Information -
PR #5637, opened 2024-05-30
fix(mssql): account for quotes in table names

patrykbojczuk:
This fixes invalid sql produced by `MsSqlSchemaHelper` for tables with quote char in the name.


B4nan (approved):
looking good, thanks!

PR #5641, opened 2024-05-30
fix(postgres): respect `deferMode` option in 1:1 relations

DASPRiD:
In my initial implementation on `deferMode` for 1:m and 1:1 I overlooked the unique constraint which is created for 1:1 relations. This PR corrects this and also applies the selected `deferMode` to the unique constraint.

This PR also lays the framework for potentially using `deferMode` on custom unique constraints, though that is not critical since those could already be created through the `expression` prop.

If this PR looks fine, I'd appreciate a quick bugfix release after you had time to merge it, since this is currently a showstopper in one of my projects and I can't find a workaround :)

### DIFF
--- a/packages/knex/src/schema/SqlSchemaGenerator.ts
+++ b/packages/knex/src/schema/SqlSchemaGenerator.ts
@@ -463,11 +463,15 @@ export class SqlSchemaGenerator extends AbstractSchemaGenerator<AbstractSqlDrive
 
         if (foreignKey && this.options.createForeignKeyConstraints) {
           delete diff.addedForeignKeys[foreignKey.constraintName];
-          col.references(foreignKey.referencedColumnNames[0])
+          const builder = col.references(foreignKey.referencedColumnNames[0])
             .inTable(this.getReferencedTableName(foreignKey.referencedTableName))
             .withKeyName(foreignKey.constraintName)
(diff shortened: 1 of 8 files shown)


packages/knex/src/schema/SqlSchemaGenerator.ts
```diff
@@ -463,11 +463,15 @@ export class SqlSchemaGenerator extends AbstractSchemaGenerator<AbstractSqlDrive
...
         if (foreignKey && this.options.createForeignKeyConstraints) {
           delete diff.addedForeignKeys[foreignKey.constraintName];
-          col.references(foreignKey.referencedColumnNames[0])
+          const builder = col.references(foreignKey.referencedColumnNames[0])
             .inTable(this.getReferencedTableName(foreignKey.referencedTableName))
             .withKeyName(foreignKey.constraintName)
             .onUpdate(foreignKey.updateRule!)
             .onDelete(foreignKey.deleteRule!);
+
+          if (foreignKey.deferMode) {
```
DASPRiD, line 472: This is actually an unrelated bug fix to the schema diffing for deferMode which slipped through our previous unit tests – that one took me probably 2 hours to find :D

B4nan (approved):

---

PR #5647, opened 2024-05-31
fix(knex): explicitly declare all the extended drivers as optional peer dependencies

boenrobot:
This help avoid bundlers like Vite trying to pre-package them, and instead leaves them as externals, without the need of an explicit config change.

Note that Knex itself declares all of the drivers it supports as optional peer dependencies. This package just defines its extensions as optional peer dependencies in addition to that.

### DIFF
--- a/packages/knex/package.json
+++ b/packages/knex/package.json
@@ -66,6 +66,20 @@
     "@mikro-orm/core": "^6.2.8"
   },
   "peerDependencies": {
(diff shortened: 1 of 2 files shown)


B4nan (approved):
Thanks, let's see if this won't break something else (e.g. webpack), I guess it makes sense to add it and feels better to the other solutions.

What the exercise asks - Check each line of the data for "that". Copy the lines where it turns up.

Answer for the task -
This PR also lays the framework for potentially using `deferMode` on custom unique constraints, though that is not critical since those could already be created through the `expression` prop.
DASPRiD, line 472: This is actually an unrelated bug fix to the schema diffing for deferMode which slipped through our previous unit tests – that one took me probably 2 hours to find :D
Note that Knex itself declares all of the drivers it supports as optional peer dependencies. This package just defines its extensions as optional peer dependencies in addition to that.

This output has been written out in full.